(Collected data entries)
====
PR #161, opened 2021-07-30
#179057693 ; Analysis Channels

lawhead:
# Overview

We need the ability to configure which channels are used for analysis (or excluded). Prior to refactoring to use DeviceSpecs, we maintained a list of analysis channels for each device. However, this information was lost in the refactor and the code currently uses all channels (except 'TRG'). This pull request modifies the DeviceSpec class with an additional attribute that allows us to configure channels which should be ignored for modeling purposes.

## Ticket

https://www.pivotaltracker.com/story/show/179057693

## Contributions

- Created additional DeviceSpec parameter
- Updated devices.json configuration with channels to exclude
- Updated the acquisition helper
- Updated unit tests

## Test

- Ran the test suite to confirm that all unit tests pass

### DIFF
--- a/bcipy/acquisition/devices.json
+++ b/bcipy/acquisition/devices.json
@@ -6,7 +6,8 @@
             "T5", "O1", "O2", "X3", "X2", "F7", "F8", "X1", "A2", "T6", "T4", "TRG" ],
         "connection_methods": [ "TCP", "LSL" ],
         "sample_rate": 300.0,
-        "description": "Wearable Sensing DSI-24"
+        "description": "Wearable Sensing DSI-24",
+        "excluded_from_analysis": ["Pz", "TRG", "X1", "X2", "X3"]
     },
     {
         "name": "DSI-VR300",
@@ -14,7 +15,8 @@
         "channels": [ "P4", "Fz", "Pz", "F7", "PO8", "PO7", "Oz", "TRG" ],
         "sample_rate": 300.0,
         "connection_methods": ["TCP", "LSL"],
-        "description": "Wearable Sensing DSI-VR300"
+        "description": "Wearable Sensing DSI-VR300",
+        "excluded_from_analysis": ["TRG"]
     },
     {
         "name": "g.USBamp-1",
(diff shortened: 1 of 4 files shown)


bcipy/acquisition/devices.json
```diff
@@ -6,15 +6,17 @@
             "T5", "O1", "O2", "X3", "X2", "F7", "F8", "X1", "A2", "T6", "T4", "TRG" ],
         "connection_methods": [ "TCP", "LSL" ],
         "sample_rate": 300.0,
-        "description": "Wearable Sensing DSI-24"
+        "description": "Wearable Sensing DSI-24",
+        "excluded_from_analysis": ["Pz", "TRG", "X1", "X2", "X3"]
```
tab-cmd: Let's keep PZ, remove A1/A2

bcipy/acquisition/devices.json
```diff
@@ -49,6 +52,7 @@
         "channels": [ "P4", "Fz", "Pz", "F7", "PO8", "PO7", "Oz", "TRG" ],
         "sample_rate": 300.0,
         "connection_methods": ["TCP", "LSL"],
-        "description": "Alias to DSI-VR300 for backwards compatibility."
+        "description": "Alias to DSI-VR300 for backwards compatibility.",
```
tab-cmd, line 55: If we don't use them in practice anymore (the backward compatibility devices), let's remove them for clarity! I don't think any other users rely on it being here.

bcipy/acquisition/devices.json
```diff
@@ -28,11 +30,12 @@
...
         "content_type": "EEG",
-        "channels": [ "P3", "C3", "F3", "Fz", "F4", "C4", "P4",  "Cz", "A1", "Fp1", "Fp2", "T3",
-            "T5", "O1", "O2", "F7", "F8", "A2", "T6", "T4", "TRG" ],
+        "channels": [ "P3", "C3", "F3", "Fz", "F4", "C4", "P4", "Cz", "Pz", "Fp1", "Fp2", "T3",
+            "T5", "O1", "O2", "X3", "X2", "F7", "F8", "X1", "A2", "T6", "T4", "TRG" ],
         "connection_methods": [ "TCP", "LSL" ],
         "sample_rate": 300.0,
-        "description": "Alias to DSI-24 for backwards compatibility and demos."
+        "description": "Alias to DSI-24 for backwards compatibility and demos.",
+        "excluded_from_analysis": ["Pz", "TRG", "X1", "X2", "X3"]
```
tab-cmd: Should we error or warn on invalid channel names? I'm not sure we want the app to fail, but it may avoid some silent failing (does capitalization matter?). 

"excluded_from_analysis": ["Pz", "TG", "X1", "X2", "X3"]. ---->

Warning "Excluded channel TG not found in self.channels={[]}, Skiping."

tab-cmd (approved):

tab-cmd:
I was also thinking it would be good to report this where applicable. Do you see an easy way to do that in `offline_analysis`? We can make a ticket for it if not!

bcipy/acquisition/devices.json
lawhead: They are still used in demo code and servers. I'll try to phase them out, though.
====
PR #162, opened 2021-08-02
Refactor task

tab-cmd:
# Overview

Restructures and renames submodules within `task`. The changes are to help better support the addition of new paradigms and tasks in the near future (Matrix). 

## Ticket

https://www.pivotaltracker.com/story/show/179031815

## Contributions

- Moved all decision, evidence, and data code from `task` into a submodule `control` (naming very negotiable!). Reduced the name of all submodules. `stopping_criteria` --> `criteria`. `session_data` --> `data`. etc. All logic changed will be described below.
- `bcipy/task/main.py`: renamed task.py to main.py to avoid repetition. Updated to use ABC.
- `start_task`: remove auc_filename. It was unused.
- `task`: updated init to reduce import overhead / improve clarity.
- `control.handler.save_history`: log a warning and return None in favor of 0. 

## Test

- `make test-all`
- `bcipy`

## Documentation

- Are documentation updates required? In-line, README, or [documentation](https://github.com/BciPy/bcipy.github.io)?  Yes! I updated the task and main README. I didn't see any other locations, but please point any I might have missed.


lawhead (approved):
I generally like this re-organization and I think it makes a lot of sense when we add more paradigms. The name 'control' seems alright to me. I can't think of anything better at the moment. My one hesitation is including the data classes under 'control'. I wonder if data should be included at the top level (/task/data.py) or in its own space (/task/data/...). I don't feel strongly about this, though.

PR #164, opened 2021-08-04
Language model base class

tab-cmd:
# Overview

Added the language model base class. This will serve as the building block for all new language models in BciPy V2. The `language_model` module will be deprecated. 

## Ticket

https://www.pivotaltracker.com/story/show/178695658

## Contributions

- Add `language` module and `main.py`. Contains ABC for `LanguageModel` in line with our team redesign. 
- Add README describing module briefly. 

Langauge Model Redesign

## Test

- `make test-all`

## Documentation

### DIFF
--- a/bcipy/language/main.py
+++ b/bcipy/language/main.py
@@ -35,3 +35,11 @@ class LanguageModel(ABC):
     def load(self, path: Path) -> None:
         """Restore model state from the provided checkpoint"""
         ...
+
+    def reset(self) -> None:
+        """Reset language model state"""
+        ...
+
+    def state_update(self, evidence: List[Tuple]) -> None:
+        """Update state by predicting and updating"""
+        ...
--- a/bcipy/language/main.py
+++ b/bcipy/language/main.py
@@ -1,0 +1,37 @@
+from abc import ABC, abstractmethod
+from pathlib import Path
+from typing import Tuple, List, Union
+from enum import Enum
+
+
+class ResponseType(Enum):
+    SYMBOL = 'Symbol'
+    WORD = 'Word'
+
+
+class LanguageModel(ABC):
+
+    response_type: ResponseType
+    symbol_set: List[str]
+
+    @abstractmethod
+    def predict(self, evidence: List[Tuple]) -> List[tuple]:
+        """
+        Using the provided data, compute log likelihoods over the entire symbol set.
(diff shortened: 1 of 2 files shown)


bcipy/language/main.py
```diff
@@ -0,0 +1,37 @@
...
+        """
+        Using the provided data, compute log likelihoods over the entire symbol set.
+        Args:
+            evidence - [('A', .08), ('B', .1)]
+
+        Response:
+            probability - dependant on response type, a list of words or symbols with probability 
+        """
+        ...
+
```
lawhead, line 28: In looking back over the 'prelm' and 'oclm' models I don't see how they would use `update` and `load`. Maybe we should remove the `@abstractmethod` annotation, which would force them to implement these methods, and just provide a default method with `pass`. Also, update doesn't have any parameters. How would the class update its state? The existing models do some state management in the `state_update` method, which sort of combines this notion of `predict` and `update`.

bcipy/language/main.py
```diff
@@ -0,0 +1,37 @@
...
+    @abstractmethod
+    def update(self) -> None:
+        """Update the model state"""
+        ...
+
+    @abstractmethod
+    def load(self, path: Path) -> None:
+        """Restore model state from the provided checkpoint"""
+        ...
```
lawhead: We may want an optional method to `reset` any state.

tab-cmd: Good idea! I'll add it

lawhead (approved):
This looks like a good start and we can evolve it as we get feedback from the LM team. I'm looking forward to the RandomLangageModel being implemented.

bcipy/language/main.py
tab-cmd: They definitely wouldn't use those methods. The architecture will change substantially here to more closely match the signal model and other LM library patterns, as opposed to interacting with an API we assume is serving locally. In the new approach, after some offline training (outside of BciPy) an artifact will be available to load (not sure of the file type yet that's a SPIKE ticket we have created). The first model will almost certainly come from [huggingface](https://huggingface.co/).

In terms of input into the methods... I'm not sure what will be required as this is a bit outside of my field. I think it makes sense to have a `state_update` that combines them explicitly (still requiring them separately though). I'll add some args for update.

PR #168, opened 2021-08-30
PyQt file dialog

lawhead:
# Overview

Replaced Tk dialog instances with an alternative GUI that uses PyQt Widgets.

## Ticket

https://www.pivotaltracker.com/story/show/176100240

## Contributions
====
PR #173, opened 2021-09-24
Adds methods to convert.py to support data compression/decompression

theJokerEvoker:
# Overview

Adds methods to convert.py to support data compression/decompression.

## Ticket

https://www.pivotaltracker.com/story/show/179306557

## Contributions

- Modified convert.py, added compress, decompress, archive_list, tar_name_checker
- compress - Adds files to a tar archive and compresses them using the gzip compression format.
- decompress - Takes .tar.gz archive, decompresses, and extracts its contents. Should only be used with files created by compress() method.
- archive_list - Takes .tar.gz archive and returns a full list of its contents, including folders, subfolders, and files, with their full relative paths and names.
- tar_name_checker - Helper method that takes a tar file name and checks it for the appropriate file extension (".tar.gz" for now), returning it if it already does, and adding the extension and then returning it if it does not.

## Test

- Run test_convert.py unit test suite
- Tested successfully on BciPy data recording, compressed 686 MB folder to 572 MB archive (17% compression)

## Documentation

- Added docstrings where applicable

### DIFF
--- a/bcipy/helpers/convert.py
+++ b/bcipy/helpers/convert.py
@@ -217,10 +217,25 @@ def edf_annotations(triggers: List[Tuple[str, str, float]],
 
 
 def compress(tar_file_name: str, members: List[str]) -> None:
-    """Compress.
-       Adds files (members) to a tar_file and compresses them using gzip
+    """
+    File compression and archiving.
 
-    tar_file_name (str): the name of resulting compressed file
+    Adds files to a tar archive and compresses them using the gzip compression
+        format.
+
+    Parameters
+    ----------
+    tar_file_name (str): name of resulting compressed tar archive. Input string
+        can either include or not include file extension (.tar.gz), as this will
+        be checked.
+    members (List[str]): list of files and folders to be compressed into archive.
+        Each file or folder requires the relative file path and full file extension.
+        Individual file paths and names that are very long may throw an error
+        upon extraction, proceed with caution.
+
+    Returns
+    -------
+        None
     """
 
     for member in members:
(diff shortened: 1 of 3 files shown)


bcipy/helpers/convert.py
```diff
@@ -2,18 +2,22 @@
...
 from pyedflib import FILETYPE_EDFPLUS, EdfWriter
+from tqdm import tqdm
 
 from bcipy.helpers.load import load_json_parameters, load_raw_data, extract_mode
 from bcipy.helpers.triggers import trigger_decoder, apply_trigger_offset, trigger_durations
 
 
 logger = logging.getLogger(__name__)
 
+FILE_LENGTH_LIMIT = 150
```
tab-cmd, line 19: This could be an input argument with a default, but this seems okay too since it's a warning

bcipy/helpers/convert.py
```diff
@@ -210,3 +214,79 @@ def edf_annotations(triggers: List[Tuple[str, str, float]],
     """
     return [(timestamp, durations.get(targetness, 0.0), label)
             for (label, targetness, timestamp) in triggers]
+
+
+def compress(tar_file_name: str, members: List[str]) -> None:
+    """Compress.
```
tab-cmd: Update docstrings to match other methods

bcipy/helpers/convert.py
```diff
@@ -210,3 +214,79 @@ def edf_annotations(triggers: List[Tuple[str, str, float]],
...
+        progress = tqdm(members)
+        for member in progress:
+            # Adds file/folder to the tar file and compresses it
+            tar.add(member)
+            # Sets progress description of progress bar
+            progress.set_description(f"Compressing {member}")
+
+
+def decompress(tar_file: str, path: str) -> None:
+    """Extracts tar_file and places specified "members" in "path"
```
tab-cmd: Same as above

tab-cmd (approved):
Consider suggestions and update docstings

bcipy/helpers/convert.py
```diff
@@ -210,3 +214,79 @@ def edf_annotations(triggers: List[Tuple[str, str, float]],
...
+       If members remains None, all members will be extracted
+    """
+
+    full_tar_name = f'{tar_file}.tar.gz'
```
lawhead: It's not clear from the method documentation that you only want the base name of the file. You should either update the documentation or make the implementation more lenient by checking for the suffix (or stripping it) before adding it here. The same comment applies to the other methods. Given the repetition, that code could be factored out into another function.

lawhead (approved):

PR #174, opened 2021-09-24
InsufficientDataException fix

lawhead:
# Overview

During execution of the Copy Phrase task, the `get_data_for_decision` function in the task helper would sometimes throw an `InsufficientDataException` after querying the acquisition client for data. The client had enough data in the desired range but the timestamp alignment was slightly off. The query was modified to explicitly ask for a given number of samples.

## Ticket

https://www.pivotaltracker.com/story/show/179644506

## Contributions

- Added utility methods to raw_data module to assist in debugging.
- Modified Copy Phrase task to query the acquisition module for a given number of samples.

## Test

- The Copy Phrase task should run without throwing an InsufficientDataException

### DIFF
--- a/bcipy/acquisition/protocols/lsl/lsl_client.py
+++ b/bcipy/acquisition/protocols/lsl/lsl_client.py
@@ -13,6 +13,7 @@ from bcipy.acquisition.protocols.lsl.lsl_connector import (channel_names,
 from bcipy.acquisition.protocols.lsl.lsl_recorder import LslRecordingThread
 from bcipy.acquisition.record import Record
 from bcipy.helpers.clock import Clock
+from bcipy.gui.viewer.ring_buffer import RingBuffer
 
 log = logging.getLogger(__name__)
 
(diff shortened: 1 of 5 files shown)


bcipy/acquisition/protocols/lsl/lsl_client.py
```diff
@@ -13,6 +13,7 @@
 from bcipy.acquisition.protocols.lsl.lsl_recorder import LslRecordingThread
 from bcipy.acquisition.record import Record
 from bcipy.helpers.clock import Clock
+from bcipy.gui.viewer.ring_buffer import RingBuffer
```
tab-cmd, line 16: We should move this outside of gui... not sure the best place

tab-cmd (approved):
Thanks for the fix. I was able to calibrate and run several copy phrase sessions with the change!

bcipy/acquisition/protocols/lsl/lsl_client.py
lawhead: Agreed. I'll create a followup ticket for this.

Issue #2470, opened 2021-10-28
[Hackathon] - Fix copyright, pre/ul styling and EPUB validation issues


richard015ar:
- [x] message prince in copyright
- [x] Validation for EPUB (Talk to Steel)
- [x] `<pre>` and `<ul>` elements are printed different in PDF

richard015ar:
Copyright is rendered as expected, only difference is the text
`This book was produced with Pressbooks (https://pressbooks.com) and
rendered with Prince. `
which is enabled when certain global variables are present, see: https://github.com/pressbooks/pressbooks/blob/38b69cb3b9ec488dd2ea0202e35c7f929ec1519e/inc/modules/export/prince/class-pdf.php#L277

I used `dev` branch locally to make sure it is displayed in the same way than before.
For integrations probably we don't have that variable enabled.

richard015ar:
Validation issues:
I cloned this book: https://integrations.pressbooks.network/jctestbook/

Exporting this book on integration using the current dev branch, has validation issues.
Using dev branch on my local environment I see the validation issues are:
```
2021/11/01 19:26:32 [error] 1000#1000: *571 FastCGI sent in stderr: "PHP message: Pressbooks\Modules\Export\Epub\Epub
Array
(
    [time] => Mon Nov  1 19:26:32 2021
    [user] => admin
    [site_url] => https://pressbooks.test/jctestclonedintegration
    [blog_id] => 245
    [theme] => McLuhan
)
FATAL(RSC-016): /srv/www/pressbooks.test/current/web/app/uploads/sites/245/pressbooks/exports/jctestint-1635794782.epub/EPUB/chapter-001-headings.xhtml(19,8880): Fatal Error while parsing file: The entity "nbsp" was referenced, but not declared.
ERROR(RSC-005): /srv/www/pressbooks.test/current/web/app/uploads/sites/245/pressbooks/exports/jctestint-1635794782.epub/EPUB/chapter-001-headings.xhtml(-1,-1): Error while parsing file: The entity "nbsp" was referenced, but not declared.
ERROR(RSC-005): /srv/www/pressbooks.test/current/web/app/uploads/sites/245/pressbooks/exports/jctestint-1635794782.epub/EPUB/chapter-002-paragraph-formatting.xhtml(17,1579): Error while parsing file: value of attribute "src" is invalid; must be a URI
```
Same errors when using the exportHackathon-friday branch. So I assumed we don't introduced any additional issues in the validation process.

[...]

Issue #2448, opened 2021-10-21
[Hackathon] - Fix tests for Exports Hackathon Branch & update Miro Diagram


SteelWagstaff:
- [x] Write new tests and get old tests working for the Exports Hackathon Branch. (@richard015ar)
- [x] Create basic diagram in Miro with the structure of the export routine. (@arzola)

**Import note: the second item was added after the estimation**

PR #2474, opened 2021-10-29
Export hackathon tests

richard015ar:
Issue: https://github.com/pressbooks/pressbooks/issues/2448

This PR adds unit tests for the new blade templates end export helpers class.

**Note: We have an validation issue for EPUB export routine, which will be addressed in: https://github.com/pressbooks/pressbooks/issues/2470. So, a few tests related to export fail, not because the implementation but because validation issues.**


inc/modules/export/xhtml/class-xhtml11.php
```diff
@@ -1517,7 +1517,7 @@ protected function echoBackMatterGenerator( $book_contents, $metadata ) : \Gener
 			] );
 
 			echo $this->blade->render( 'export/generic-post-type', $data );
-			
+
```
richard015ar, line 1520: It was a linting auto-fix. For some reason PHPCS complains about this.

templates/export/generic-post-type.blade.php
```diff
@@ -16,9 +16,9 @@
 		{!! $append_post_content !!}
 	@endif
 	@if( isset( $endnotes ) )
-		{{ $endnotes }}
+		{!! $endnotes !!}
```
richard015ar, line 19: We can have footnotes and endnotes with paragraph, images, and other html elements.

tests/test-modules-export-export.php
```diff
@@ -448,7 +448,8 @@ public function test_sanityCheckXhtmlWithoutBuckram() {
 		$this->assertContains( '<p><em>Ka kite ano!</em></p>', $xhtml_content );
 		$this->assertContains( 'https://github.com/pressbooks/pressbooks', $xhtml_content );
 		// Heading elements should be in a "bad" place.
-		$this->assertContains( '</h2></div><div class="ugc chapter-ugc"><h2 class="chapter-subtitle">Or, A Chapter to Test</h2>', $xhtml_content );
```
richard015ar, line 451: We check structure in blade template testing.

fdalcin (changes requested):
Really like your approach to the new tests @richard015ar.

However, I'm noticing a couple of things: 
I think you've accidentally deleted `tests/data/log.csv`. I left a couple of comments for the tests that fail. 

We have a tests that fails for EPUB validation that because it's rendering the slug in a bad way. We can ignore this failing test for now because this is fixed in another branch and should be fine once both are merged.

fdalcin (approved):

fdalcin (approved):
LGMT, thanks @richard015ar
====
* **Action item**
Every line above that holds the word "paradigms" is to be found and copied.

* **Written response**
Restructures and renames submodules within `task`. The changes are to help better support the addition of new paradigms and tasks in the near future (Matrix). 
I generally like this re-organization and I think it makes a lot of sense when we add more paradigms. The name 'control' seems alright to me. I can't think of anything better at the moment. My one hesitation is including the data classes under 'control'. I wonder if data should be included at the top level (/task/data.py) or in its own space (/task/data/...). I don't feel strongly about this, though.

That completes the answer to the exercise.